• AIM OF THE EXERCISE: Using the records below, find how many lines hold the word "https" and reply with only that number.

• MATERIAL TO PROCESS:

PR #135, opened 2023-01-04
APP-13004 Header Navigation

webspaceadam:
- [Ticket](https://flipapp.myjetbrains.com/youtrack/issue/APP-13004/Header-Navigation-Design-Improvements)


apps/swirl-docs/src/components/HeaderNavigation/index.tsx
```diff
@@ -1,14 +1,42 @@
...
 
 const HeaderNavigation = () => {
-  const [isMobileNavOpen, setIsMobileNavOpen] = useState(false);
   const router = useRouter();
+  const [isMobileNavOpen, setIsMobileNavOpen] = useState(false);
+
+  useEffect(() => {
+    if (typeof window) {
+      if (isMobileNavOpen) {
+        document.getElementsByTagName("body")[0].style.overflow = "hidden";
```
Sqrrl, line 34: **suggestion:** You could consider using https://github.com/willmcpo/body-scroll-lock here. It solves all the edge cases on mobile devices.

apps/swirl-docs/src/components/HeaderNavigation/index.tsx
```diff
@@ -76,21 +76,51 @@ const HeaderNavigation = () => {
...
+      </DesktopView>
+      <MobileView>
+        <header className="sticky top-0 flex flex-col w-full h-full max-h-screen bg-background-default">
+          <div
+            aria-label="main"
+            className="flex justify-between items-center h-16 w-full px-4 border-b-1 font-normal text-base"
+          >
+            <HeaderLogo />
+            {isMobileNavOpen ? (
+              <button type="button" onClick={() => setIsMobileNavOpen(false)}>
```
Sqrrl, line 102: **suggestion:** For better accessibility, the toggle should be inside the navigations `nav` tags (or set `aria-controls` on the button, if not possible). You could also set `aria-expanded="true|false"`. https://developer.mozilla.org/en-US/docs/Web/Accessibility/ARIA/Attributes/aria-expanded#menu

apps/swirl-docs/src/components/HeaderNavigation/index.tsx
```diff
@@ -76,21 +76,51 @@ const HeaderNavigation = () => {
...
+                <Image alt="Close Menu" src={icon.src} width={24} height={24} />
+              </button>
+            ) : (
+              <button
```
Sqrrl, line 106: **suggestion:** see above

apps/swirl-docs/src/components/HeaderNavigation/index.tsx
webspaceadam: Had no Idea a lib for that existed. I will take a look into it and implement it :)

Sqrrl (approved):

• ANSWER FOR THE TASK: 3